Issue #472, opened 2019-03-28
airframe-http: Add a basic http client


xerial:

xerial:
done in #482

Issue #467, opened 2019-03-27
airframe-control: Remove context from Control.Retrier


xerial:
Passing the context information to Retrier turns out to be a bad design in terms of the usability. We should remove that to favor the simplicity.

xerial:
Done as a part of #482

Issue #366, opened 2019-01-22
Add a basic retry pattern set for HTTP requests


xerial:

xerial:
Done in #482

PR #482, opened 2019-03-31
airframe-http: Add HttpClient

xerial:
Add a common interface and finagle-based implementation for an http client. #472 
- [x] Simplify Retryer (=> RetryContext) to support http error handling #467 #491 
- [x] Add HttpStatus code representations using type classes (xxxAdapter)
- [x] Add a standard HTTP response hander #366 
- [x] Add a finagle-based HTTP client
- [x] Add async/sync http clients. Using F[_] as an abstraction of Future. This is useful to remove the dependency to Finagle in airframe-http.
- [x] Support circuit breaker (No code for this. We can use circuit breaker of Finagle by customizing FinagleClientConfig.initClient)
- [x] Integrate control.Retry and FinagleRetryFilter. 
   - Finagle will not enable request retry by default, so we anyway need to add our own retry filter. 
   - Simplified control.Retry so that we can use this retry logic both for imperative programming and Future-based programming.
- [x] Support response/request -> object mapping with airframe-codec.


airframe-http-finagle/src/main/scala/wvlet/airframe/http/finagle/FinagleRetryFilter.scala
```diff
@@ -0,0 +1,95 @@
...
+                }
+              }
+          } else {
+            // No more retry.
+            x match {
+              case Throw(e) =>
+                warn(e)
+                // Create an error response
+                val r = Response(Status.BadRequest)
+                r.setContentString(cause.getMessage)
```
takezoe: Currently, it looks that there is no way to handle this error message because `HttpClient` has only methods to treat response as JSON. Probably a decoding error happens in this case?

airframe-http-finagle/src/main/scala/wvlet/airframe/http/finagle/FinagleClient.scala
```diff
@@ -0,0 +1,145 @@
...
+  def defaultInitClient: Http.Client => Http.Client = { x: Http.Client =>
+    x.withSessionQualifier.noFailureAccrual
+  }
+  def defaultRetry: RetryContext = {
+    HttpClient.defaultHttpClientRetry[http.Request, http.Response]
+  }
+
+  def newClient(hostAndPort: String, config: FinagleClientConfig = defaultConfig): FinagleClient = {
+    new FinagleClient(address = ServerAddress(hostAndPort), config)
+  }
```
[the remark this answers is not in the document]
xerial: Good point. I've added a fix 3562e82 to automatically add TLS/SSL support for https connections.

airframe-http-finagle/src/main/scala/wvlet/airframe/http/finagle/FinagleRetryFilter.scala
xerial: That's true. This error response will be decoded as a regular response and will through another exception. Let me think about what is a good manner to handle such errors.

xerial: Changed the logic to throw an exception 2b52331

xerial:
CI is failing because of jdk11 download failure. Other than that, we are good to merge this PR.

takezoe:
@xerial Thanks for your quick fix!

◇ ◇ ◇ ◇ ◇

* _What is expected_:
Start with the first line of the data and print every line exactly. The line containing "Done as a part of #482" is the last one to include.

* _Exercise response_:
Issue #472, opened 2019-03-28
airframe-http: Add a basic http client


xerial:

xerial:
done in #482

Issue #467, opened 2019-03-27
airframe-control: Remove context from Control.Retrier


xerial:
Passing the context information to Retrier turns out to be a bad design in terms of the usability. We should remove that to favor the simplicity.

xerial:
Done as a part of #482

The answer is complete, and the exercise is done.